__Your goal__
Below is a listing; give only the number of its lines that contain the word "which".

__The data__
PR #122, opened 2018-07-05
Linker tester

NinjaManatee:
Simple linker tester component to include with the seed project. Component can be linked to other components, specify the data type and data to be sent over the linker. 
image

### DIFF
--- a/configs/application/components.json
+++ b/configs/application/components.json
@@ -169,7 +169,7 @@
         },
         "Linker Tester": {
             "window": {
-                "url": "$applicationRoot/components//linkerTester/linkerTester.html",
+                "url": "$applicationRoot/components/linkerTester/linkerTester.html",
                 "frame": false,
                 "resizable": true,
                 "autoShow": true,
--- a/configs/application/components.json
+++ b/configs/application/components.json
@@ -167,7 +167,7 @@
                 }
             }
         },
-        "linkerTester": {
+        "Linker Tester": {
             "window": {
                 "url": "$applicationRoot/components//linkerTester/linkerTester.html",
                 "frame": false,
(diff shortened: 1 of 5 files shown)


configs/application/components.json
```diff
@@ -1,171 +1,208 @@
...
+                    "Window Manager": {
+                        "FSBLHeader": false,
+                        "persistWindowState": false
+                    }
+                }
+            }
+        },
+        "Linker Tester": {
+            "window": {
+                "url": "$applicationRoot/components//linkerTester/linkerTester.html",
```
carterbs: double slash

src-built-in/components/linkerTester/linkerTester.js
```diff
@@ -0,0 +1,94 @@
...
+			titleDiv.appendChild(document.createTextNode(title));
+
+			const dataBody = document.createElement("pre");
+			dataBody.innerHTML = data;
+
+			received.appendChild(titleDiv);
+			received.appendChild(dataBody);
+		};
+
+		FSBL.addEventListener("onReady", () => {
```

---

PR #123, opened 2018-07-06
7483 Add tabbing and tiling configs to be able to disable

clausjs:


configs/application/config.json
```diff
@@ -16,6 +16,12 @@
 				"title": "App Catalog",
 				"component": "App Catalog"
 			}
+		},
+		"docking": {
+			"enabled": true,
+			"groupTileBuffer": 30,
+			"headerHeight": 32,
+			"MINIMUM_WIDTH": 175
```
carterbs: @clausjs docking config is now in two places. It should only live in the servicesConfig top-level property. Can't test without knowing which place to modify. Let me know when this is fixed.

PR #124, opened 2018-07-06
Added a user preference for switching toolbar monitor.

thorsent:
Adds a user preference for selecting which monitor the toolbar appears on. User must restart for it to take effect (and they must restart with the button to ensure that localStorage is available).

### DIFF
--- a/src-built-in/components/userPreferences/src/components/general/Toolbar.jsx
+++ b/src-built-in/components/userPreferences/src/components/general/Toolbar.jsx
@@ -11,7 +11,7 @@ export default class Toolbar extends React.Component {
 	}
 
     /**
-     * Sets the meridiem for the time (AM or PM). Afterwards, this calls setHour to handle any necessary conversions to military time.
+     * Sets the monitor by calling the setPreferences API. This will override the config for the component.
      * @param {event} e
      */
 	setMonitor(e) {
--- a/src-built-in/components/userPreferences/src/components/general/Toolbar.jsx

__Output of the exercise__
2